The sciences tend, in general, to become more and more quantitative. All phenomena "exist in space and involve molecular movements, measurable in velocity and extent." The ideal of all sciences is thus to reduce all phenomena to measurements of mass and motion. This ideal is obviously far from being attained. Especially in the social sciences are quantitative measurements difficult, and in these sciences we must remain therefore at best in the region of shrewd guesses or fairly reliable probability.
Statistics and probability. While in the social sciences, exact quantitative measurements are difficult, they are to an extent possible, and to the extent that they are possible we can arrive at fairly accurate generalizations as to the probable occurrence of phenomena. There are many phenomena where the elements are so complex that they cannot be analyzed and invariable causal relations established.

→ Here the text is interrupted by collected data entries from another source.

PR #12569, opened 2020-07-23
validate references in put manifest

wy65701436:
validate all of references before the manifest request passed into distribution.

1. BadRequest, if any of blob in the manifest is marked as deleting.
2. BadRequest, if any of blob doesn't exist in DB.

After validation success, all of blobs are touched.

### DIFF
--- a/src/server/middleware/blob/put_manifest.go
+++ b/src/server/middleware/blob/put_manifest.go
@@ -38,10 +38,17 @@ func PutManifestMiddleware() func(http.Handler) http.Handler {
 		}
 
 		contentType := r.Header.Get("Content-Type")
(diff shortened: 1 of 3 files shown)


reasonerjt:
Honestly I'm not very sure if this is the right thing to do, most most likely this is not needed but you'll always read and write to DB for each blob the manifest references.

wy65701436:
per discussed with @reasonerjt and @heww, do not introduce this fix for the corner case. If user only call put manifest request, user has to fix it(re-push it) by himself if any blob belongs to the manifest is missing in the following use.

The fix is too heavy, as most of cases do not need to touch blobs twice.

In a study of the phenomena of the weather, for example, the phenomena are so exceedingly complex that anything approaching a complete statement of their elements is quite out of the question. The fallibility of most popular generalizations in these fields is evidence of the difficulty of dealing with such facts. Must we be content then simply to guess at such phenomena? ... In instances of this sort, another method ... becomes important: The Method of Statistics. In statistics we have an exact enumeration of cases. If a small number of cases does not enable us to detect the causal relations of a phenomenon, it sometimes happens that a large number, accurately counted, and taken from a field widely extended in time and space, will lead to a solution of the problem.[1]

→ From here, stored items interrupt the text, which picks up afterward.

PR #12571, opened 2020-07-24
Limit the permission of secret used by proxy cache service

### LINKED ISSUE #12257: The secret for the proxy to push layer should have minimal permission.
The PR #12214 makes the proxy secret can do anything, we should make sure the secret is short lived and it has minimal permission, i.e. push to a project that has proxy capability, and it expires quickly.

ywk253100:
Limit the permission of secret used by proxy cache service, fixes #12257

### DIFF
--- a/src/lib/patterns.go
+++ b/src/lib/patterns.go
@@ -1,4 +1,4 @@
-package middleware
+package lib
 
 import (
 	"fmt"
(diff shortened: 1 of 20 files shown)


src/pkg/proxy/secret/authorizer.go
```diff
@@ -0,0 +1,63 @@
...
+	return &authorizer{}
+}
+
+type authorizer struct{}
+
+func (s *authorizer) Modify(req *http.Request) error {
+	if req == nil {
+		return errors.New("the request is null")
+	}
+	repository, _, ok := lib.MatchManifestURLPattern(req.URL.Path)
```
stonezdj, line 41: The nested if condition can be refactored to 
```
	if _, _, ok := MatchFunc1(); ok {

	}else if _, _, ok := MatchFunc2(); ok {

	}else if _, _, ok := MatchFunc3(); ok {

	}else {
		//not handler
		return
	}
	//handle it
```

src/lib/patterns.go
```diff
@@ -29,3 +29,33 @@ var (
...
+	strs := V2BlobURLRe.FindStringSubmatch(path)
+	if len(strs) < 3 {
+		return "", "", false
+	}
+	return strs[1], strs[2], true
+}
+
+// MatchBlobUploadURLPattern checks whether the provided path matches the blob upload URL pattern,
+// if does, returns the repository as well
+func MatchBlobUploadURLPattern(path string) (repository string, match bool) {
```
stonezdj, line 55: No need to return the repo, because the logic is already implement in artifact_info.middleware

ywk253100: This is common utility function now.
And there is no artifact info when trying to push the artifact to local in the client side

src/pkg/proxy/secret/authorizer.go
ywk253100: This authorizer is used when trying to push the artifact, this is in the client side, no artifact info in the context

[Footnote 1: Jones; Logic, Inductive and Deductive, p. 190.]
If we find, in a wide variety of instances, two phenomena occurring in a certain constant correlation, we infer a causal relation. If the variations in the frequency of one correspond to variations in the frequency of the other, there is probability of more than connection by coincidence.
The correlation between phenomena may be measured mathematically; it is possible to express in figures the exact relations between the occurrence of one phenomenon and the occurrence of another. The number which expresses this relation is called the coefficient of correlation. This coefficient expresses relationship in terms of the mean values of the two series of phenomena by measuring the amount each individual phenomenon varies from its respective mean. Suppose, for example, that in correlating crime and unemployment, the coefficient of correlation were found to be .47. If in every case of unemployment crime were found and in every case of crime, unemployment, the coefficient of correlation would be +1. If crime were never found in unemployment, and unemployment never in crime, the coefficient of correlation would be -1, indicating a perfect inverse relationship. A coefficient of 0 would indicate that there is no relationship. The coefficient of .47 would accordingly indicate a significant but not a "high" correlation between crime and unemployment.
We cannot consider here all the details of statistical methods, but attention may be called to a few of the more significant features of the process. Statistics is a science, and consists in much more than the mere counting of cases.
With the collection of statistical data, only the first step has been taken. The statistics in that condition are only raw material showing nothing. They are not an instrument of investigation any more than a kiln of bricks is a monument of architecture. They need to be arranged, classified, tabulated, and brought into connection with other statistics by the statistician. Then only do they become an instrument of investigation, just as a tool is nothing more than a mass of wood or metal, except in the hands of a skilled workman.[1]
[Footnote 1: Mayo-Smith: Statistics and Sociology, p. 18.]
The essential steps in a statistical investigation are: (1) the collection of material, (2) its tabulation, (3) the summary, and (4) a critical examination of the results. The terms are almost self-explanatory. There are, however, several general points of method to be noted.